**** Exercise input

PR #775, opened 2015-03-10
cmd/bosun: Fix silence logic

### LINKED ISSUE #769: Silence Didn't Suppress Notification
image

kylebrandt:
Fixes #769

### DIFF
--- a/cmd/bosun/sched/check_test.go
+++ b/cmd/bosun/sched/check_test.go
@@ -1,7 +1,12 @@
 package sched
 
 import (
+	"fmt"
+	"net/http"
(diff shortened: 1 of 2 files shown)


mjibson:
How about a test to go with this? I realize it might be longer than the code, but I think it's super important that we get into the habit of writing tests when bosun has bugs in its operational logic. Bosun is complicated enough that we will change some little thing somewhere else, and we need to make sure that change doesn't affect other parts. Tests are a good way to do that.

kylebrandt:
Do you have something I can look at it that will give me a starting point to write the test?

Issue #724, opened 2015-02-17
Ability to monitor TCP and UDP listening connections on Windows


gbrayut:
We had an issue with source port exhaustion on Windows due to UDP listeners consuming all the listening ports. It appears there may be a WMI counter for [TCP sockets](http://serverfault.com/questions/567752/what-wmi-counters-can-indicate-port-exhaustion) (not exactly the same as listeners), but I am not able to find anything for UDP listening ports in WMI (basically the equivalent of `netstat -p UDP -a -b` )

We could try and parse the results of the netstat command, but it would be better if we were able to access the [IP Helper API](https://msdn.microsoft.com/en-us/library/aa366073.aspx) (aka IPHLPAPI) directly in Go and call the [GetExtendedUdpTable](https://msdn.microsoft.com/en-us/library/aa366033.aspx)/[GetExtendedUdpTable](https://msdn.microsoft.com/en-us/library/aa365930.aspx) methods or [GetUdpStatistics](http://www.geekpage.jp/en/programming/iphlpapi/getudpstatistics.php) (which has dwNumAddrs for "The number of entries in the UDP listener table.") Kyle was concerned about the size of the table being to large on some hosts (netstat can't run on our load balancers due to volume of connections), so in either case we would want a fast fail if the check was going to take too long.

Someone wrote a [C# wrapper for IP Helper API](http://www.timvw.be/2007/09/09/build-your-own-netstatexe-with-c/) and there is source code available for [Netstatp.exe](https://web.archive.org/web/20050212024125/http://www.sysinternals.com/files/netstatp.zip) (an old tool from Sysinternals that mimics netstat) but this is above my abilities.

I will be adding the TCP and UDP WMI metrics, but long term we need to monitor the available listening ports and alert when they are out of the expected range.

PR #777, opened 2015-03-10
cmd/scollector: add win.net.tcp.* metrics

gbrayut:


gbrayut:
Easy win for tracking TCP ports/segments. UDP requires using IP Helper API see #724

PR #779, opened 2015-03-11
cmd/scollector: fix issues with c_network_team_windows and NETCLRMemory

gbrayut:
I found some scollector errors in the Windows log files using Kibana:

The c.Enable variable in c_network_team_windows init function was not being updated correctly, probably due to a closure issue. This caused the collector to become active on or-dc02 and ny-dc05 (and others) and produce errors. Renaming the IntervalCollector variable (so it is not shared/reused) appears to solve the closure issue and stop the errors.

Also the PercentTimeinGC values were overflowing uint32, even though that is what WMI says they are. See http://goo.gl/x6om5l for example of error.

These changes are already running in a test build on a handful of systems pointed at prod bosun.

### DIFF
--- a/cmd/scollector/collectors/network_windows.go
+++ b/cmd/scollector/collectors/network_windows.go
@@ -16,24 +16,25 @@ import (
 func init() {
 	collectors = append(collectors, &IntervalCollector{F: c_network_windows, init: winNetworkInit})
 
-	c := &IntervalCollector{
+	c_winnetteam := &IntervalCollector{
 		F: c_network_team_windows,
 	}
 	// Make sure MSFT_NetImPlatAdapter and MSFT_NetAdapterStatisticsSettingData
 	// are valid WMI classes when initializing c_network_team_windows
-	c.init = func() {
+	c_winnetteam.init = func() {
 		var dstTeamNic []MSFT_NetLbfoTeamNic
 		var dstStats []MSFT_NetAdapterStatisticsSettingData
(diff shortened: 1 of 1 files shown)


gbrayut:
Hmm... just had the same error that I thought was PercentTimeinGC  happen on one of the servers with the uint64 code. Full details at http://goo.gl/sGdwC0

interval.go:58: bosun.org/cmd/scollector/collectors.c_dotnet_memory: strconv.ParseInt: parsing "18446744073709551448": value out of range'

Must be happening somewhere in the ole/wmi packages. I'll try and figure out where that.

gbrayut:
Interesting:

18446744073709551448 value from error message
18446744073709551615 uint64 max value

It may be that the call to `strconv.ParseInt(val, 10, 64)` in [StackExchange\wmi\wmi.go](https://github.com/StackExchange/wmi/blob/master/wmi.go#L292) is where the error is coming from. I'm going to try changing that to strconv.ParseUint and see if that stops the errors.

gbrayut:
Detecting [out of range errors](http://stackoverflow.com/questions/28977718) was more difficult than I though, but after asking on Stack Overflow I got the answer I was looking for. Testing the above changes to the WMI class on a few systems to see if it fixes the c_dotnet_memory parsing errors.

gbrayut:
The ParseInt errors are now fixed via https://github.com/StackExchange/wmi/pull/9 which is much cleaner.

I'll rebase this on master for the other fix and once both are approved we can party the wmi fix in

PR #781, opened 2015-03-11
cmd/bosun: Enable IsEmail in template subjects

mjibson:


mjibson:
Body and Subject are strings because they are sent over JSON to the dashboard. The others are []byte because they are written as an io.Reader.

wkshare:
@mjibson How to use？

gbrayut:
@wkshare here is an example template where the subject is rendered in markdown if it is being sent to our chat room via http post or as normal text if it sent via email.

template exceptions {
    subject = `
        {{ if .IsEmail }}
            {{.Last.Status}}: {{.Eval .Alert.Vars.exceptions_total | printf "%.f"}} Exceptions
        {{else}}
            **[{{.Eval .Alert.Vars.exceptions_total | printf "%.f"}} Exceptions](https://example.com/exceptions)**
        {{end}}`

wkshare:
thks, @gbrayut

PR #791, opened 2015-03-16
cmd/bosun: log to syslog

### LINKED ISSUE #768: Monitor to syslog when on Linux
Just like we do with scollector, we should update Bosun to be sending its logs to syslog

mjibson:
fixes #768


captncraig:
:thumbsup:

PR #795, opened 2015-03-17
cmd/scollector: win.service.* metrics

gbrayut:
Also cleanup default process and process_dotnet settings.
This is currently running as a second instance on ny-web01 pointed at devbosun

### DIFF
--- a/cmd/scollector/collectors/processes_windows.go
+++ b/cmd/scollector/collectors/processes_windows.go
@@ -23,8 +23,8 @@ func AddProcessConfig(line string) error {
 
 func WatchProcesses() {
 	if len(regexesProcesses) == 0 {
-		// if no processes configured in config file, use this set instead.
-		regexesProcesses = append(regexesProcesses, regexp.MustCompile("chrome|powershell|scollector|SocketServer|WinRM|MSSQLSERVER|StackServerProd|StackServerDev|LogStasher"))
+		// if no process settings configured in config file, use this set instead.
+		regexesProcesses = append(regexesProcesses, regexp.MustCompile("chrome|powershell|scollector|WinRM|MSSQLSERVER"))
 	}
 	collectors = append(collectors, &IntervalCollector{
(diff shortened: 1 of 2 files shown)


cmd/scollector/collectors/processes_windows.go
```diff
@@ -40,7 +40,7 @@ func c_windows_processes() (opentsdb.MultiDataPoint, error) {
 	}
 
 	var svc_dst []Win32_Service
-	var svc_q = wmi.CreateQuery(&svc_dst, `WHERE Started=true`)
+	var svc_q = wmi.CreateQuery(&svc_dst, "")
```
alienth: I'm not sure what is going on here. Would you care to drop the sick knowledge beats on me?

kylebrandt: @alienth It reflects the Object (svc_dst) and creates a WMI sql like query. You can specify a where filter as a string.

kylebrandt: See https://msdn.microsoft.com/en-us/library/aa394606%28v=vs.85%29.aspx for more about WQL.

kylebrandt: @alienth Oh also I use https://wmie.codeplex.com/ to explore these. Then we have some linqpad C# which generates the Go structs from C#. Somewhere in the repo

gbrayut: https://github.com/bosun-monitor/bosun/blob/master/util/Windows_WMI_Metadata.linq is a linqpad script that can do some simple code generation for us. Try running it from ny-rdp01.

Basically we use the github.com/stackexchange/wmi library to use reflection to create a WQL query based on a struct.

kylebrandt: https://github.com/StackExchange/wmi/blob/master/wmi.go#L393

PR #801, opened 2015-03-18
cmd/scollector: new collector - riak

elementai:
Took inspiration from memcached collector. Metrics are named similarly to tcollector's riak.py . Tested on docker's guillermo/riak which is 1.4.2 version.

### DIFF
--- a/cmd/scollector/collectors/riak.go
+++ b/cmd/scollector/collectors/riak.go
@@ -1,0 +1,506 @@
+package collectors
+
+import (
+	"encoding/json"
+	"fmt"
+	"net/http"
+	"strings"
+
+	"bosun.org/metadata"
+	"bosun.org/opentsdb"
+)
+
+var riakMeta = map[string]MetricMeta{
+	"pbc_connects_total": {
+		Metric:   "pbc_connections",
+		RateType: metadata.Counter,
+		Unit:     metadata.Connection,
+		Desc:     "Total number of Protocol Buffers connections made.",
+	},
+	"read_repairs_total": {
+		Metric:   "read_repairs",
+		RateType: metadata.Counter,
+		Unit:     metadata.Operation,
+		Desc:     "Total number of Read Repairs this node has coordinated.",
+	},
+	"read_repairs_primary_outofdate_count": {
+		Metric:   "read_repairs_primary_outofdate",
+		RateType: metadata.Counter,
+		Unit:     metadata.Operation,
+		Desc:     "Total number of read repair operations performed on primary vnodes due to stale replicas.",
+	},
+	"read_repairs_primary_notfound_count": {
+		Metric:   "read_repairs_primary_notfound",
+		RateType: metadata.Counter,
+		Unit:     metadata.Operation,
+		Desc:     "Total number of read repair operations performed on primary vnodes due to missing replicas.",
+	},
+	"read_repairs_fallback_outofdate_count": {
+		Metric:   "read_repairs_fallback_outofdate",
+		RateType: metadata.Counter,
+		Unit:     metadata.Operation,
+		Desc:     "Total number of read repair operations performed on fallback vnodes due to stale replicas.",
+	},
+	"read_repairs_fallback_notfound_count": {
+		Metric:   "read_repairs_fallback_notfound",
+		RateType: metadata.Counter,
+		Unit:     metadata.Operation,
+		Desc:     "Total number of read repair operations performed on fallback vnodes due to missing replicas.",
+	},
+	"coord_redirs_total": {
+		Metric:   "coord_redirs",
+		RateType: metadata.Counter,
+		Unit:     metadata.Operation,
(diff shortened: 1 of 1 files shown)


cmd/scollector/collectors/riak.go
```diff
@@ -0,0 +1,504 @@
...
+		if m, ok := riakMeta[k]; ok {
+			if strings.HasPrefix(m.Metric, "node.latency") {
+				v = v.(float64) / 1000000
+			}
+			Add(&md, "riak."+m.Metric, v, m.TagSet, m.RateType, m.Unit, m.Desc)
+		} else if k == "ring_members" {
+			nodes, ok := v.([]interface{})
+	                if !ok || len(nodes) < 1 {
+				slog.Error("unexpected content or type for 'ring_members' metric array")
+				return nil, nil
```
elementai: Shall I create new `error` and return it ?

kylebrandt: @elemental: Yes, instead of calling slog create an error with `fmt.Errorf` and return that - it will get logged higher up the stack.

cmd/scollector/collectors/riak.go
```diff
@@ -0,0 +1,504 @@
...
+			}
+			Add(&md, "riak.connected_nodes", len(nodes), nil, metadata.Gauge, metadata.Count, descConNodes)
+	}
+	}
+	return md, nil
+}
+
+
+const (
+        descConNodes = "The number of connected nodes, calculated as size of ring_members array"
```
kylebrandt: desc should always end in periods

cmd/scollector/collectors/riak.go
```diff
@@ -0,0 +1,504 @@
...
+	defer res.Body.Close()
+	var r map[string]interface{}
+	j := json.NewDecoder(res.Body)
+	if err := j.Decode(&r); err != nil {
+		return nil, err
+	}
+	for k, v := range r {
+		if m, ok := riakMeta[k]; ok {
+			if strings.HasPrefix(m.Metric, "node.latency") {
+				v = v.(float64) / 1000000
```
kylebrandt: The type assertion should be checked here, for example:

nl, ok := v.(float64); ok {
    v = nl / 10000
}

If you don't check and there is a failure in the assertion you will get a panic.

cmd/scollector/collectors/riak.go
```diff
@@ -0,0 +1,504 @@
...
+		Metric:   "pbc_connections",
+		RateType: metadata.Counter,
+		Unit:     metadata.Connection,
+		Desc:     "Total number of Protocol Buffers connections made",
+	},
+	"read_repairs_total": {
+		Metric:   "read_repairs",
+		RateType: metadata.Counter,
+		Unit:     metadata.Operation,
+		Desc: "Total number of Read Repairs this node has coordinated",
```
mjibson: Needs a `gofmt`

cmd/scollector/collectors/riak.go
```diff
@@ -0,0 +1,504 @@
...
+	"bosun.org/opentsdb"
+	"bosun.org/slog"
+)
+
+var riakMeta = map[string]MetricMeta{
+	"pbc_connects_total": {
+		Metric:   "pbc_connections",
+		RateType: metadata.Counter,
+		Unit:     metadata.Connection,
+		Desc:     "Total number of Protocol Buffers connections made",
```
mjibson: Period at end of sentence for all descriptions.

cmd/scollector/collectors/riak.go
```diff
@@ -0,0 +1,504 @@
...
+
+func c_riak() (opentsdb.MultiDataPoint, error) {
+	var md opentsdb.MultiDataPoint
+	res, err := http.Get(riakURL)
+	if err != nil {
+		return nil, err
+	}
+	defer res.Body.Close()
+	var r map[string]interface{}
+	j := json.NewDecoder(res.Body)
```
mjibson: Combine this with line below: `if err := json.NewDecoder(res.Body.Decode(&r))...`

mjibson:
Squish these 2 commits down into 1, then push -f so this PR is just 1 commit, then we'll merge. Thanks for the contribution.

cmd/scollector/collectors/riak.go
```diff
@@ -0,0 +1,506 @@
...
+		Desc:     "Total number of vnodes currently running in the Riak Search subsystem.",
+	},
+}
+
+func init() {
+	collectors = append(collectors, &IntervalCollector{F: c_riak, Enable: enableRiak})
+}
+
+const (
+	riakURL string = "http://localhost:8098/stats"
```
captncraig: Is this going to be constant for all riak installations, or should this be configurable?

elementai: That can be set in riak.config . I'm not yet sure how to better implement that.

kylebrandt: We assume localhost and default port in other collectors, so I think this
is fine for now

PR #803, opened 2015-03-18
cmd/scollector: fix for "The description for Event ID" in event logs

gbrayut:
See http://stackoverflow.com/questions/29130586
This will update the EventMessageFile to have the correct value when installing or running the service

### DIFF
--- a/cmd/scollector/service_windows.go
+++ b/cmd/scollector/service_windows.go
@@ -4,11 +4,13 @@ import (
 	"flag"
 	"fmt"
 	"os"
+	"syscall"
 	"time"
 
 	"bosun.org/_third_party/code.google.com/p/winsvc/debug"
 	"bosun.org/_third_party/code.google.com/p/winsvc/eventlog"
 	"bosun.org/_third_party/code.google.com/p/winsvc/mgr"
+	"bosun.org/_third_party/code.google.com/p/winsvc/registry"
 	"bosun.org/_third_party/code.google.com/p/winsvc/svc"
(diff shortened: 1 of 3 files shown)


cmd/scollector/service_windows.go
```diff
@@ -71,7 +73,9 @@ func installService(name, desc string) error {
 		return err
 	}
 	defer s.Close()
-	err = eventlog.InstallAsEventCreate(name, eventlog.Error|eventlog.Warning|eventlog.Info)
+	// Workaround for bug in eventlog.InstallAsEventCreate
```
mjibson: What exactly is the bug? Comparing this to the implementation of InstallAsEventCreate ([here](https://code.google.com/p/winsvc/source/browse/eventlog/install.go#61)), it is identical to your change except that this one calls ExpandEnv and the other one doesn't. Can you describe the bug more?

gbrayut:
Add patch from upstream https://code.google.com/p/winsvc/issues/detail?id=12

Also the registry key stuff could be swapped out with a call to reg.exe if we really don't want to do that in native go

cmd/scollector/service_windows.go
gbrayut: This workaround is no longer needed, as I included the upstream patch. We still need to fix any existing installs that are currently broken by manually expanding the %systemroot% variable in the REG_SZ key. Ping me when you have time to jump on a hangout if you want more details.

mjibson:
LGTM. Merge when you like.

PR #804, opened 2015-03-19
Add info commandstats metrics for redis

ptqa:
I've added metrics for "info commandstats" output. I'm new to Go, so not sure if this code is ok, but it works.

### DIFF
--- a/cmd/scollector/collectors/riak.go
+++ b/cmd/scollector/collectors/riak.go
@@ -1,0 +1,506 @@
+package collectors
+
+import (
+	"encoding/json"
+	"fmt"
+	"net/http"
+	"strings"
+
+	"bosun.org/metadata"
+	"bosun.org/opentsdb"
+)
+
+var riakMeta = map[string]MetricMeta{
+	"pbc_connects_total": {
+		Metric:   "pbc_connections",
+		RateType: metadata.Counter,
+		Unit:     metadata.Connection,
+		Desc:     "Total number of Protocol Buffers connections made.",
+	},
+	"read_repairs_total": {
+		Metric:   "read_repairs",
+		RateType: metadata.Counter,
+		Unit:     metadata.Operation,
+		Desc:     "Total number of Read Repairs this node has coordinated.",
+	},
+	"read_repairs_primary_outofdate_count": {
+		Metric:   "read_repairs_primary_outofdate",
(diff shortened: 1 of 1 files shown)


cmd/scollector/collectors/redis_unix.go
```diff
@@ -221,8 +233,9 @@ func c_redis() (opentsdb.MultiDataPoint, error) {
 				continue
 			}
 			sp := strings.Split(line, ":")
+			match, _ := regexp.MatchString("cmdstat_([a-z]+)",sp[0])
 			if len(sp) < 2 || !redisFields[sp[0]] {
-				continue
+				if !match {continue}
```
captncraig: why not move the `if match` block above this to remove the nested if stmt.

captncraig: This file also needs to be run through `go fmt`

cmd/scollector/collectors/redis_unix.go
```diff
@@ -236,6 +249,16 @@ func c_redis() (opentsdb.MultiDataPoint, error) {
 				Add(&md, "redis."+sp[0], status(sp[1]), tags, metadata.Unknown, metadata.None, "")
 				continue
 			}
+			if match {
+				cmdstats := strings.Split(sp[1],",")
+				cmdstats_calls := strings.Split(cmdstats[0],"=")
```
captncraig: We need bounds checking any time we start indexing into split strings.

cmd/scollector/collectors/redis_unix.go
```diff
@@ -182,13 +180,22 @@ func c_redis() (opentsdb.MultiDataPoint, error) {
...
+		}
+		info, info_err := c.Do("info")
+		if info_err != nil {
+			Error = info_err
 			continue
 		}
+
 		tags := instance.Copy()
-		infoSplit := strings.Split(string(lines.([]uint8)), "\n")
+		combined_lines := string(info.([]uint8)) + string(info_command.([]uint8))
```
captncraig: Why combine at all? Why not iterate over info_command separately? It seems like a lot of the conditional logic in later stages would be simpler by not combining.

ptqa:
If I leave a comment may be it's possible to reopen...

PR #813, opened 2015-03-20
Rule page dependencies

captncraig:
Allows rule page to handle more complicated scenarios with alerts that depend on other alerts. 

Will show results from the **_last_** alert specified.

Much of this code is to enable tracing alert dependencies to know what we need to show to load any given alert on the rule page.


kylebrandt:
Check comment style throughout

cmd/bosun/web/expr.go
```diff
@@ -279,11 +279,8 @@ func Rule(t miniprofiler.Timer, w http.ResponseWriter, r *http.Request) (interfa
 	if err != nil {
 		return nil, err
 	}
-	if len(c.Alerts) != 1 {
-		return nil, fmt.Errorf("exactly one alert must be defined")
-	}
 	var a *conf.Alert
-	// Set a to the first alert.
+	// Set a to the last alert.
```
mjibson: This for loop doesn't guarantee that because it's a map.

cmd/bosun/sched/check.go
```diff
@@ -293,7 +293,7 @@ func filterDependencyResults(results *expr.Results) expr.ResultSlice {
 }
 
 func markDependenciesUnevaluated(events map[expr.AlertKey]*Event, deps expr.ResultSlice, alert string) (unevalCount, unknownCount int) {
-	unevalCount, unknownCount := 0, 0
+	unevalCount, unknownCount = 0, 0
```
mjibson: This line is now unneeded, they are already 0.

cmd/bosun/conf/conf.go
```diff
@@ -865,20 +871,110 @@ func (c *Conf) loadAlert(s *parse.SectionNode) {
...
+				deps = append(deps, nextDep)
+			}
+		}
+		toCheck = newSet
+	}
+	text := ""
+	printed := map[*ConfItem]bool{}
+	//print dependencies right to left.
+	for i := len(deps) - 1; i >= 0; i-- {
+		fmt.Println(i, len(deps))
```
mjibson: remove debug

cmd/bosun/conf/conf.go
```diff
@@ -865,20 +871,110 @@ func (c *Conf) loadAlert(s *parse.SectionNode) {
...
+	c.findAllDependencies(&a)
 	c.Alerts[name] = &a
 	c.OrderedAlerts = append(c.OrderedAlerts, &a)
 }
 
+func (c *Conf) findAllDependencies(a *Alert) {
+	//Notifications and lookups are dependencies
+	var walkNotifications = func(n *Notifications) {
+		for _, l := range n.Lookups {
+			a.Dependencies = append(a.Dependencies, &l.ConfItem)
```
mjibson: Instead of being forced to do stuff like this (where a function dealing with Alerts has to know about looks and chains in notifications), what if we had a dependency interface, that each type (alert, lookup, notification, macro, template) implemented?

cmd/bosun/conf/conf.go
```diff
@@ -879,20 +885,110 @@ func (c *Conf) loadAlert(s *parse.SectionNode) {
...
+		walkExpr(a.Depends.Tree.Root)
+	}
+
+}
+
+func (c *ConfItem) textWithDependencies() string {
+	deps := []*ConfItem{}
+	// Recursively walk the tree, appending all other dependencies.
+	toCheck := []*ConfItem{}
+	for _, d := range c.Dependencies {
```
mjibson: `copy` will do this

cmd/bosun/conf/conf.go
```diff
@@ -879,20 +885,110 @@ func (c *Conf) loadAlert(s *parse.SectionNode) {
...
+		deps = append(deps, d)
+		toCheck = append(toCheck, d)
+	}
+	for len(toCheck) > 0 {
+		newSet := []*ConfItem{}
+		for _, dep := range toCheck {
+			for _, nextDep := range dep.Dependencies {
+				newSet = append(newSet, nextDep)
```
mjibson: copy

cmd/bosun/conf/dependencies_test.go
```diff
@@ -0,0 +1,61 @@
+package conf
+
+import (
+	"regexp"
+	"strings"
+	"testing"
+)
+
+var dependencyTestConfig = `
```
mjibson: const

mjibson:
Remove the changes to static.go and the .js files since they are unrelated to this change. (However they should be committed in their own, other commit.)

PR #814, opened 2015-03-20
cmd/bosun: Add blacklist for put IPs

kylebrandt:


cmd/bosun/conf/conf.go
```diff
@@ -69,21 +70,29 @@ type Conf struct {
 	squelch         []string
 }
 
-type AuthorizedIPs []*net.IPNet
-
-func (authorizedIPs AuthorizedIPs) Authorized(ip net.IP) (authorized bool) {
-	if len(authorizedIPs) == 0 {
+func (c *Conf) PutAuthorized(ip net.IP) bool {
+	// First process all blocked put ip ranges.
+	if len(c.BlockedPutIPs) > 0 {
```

********

Repeat word for word every line from the start of the entries to the line holding "-1,7 +1,12 @@", inclusive, and nothing else.

- _Output for this exercise_
PR #775, opened 2015-03-10
cmd/bosun: Fix silence logic

### LINKED ISSUE #769: Silence Didn't Suppress Notification
image

kylebrandt:
Fixes #769

### DIFF
--- a/cmd/bosun/sched/check_test.go
+++ b/cmd/bosun/sched/check_test.go
@@ -1,7 +1,12 @@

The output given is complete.